PR #31, opened 2016-01-31
Allow running meow() more than once

rstacruz:
Useful for tests.

### DIFF
--- a/index.js
+++ b/index.js
@@ -14,9 +14,13 @@ var normalizePackageData = require('normalize-package-data');
 // get the uncached parent
 delete require.cache[__filename];
 var parentDir = path.dirname(module.parent.filename);
+var loudRejectionEnabled;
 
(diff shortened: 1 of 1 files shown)


rstacruz:
Ahhh.. That's better.

sindresorhus:
`loud-rejection` already does this check, but I've removed the trace warning about it being called multiple times. I assume that will fix it for you.

rstacruz:
yes it does, thank you.

fwiw, my use case was trying to make my bins structured in this way:

```js
#!/usr/bin/node
/* bin/myapp.js */

function run (args) {
  meow({ ... })
}

module.exports = run
if (!module.parent) run(process.argv.slice(2))
```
==*==
What you are asked to do:
Nothing in the data may be left out; copy every line exactly.

Written solution:
PR #31, opened 2016-01-31
Allow running meow() more than once

rstacruz:
Useful for tests.

### DIFF
--- a/index.js
+++ b/index.js
@@ -14,9 +14,13 @@ var normalizePackageData = require('normalize-package-data');
 // get the uncached parent
 delete require.cache[__filename];
 var parentDir = path.dirname(module.parent.filename);
+var loudRejectionEnabled;
 
(diff shortened: 1 of 1 files shown)


rstacruz:
Ahhh.. That's better.

sindresorhus:
`loud-rejection` already does this check, but I've removed the trace warning about it being called multiple times. I assume that will fix it for you.

rstacruz:
yes it does, thank you.

fwiw, my use case was trying to make my bins structured in this way:

```js
#!/usr/bin/node
/* bin/myapp.js */

function run (args) {
  meow({ ... })
}

module.exports = run
if (!module.parent) run(process.argv.slice(2))
```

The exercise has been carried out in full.